Example of use without Docker

SalmonellaTypeFinder.py -s paired -o results.txt \
    -d1 /path/to/mlst_db/ /path/to/data/sample*.gz

Example of use with Docker

# Running with a single fastq file
docker run --rm -v /path/to/files/:/path/to/files/ \
    -v $(pwd):/workdir \
    salmonellatypefinder -s paired \
    -o results.txt \
    -d1 /path/to/files/mlst_db/ /path/to/files/data/sample*.gz

Web-server

A webserver implementing the methods is available at the CGE website and can be found here: https://cge.cbs.dtu.dk/services/SalmonellaTypeFinder/

The Latest Version

The latest version can be found at https://bitbucket.org/genomicepidemiology/salmonellatypefinder

Documentation

The documentation available as of the date of this release can be found at https://bitbucket.org/genomicepidemiology/salmonellatypefinder

Citation

When using the method please cite:

Publication in final stages of writing

License

Licensed under the Apache License, Version 2.0 (the "License"); you may not use this file except in compliance with the License.
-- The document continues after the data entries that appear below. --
PR #613, opened 2025-06-19
feat(Strings): Update charges value

jstoobysmith:
Update the allowed values charges can take from integers to a general type which is an `AddCommGroup`. This allows the charges directory to also be used with multiple U(1)'s or finite groups.


jstoobysmith:
Replaced with #647

PR #617, opened 2025-06-20
feat: extensionality property of variational adjoint

lecopivo:
Adding extensionality property to variational adjoint saying that for `F φ x = F φ' x` we require `φ x = φ' x` to be equal on some larger set. This guarantees that `F φ x` can depend only on values `φ y` for `y` not too far away from `x`.

This property allows us to then show that `F f` has some meaningful value for `f` smooth functions.

### DIFF
--- a/PhysLean/Mathematics/VariationalCalculus/Basic.lean
+++ b/PhysLean/Mathematics/VariationalCalculus/Basic.lean
@@ -48,7 +48,7 @@ lemma fundamental_theorem_of_variational_calculus {f : X → V}
 weakened to `Continuous f`.
 
 The proof is by contradiction, assume that there is `x₀` such that `f x₀` then you can easily
- construct `g` test function with support on the neighborhood of `x₀` such that `⟪f x, g x⟫ ≥ 0`. -/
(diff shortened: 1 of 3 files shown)


jstoobysmith:
Last sorry can be filled in with:

```lean4
have h : ∀ x ∈ K, φ =ᶠ[nhds x] φ' := by 
        intro x hx 
        apply Filter.eventuallyEq_of_mem (s := Metric.thickening 1 K)
        refine mem_interior_iff_mem_nhds.mp ?_
        rw [@mem_interior]
        use Metric.thickening 1 K 
        simp 
        apply And.intro 
        · exact Metric.isOpen_thickening
        · rw [@Metric.mem_thickening_iff_exists_edist_lt]
          use x 
          simpa using hx 
        · intro x hx 
          have hx' : x ∈ Metric.cthickening 1 K := Metric.thickening_subset_cthickening 1 K hx
          exact hφ x hx'
```

lecopivo:
Excellent! I also generalized `HasVarAdjoint.unique` to smooth functions by adapting your proof of `HasVarGradientAt.unique`. 

Thus `F' (fun _ => 1)` is unique and has a proper meaning!

jstoobysmith (approved):

PR #618, opened 2025-06-20
feat: variational adjoint for `adjoint`, `fderiv`, `gradient` and `deriv`

lecopivo:
Variational adjoint of `adjoint`, `fderiv`, `gradient`, `deriv`, `prod.mk`, `prod.fst`, `prod.snd` and corresponding theorems for `HasVarAdjDerivAt`


lecopivo:
I was just playing around with refactoring API around `IsTestFunction` as some proofs are unnecessarily complicated.

The theorem
```
lemma IsTestFunction.comp_left {f : X → V} (hf : IsTestFunction f)
    {g : V → U} (hg1 : g 0 = 0) (hg : ContDiff ℝ ∞ g) :
    IsTestFunction (fun x => g (f x))
```
Is exactly the right composition theorem :)

jstoobysmith:
I filled in the sorry to: `divergence_prodMk` but added the instances `[FiniteDimensional 𝕜 E] [FiniteDimensional 𝕜 F]`, since otherwise you can't use `divergence_eq_sum_fderiv'`

lecopivo:
> I filled in the sorry to: `divergence_prodMk` but added the instances `[FiniteDimensional 𝕜 E] [FiniteDimensional 𝕜 F]`, since otherwise you can't use `divergence_eq_sum_fderiv'`

Thanks! That assumption is totally fine and it will be the case in every application.

PhysLean/Mathematics/VariationalCalculus/HasVarAdjDeriv.lean
```diff
@@ -143,49 +143,74 @@ lemma unique {X : Type*} [NormedAddCommGroup X] [InnerProductSpace ℝ X]
...
 protected lemma deriv (F : (ℝ → U) → (ℝ → ℝ)) (F') (u) (hF : HasVarAdjDerivAt F F' u) :
     HasVarAdjDerivAt (fun φ : ℝ → U => deriv (F φ))
     (fun ψ x => F' (fun x' => - deriv ψ x') x) u :=
   comp (F:=deriv) (G:=F) (hF := deriv' (F u) hF.apply_smooth_self) (hG := hF)
 
-lemma fmap [CompleteSpace U] [CompleteSpace V]
+lemma fmap
+    {U} [NormedAddCommGroup U] [InnerProductSpace ℝ U]
+    {V} [NormedAddCommGroup V] [InnerProductSpace ℝ V]
+    [CompleteSpace U] [CompleteSpace V]
```
lecopivo, line 447: I think we really want this to be formulated for `InnerProductSpace'`

PhysLean/Mathematics/VariationalCalculus/IsLocalizedfunctionTransform.lean
```diff
@@ -0,0 +1,317 @@
...
+lemma id : IsLocalizedFunctionTransform (id : (Y → V) → (Y → V)) := by
+  intro K cK
+  use K
+  constructor
+  · exact cK
+  · intro φ φ' hφ
+    intro x hx
+    simp
+    rw [hφ x hx]
+
```
lecopivo, line 75: At this point you could formulate 
``` 
lemma fmap (f : Y -> V -> W) (F : (X -> U) -> (Y -> V)) (hF : IsLocalizedFunctionTransform F): IsLocalizedFunctionTransform (fun g y => f y (F g y)) := ...
```
Then proof of `add` would be something like
```
apply fmap (f:= fun _ y => y.1 + y.2) (F:=fun g x => (F g x, G g x))
apply prod hF hG
```

lecopivo: But you can leave it as it is

lecopivo:
Excelent work! Refactor exactly as I had in mind and great that `HasVarAdjoint.adjFDeriv_apply` is done!

PhysLean/Mathematics/VariationalCalculus/HasVarAdjoint.lean
```diff
@@ -444,7 +381,483 @@ lemma smul_right {F : (X → U) → (X → V)} {ψ : X → ℝ} {F' : (X → V)
...
+            · rfl
+            rw [fderiv_comp]
+            simp
+            simp [f',f ]
+            · exact ContinuousLinearMap.differentiableAt _
+            · exact hψ.differentiable y
+            · exact real_inner_comm' (φ y) dy
+  ext := IsLocalizedFunctionTransform.adjFDeriv
+
+protected lemma gradient {d} :
```
lecopivo, line 658: Because `gradient f x = adjFDeriv R f 1` this theorem should be direct consequence of `adjFDeriv_apply` and it is pointless to have this long proof.

You will have to rewrite `divergence` to `Space.div`, but it is a question what should appear in the statement. I would personally deprecate `Space.div`

jstoobysmith: Agreed that we should deprecate`Space.div`, and also `Space.grad` at some point. 
I've simplified this proof.

PhysLean/Mathematics/VariationalCalculus/HasVarAdjDeriv.lean
jstoobysmith: Fixed.

jstoobysmith:
Ok, so I think that is all the sorries filled in except `divergence_smul`, where I have put `sorryful` attribute. Nothing depends on this lemma anyway. I think it is then a case of tidying and then at somepoint putting your proof of the Euler-lagrange equations.

jstoobysmith:
I believe I've now fixed all the linters etc. I also added your proof of the Euler-lagrange equation for a particle (needed to modify it a bit). 

I suspect there are lots of proofs that could be golfed and/or generalized here, but I think it might be best to merge this PR now, and then we can make these changes in future ones. E.g. I haven't made the change with the `Norm₂` yet.

jstoobysmith (approved):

You may obtain a copy of the License at

http://www.apache.org/licenses/LICENSE-2.0

Unless required by applicable law or agreed to in writing, software distributed under the License is distributed on an "AS IS" BASIS, WITHOUT WARRANTIES OR CONDITIONS OF ANY KIND, either express or implied. See the License for the specific language governing permissions and limitations under the License.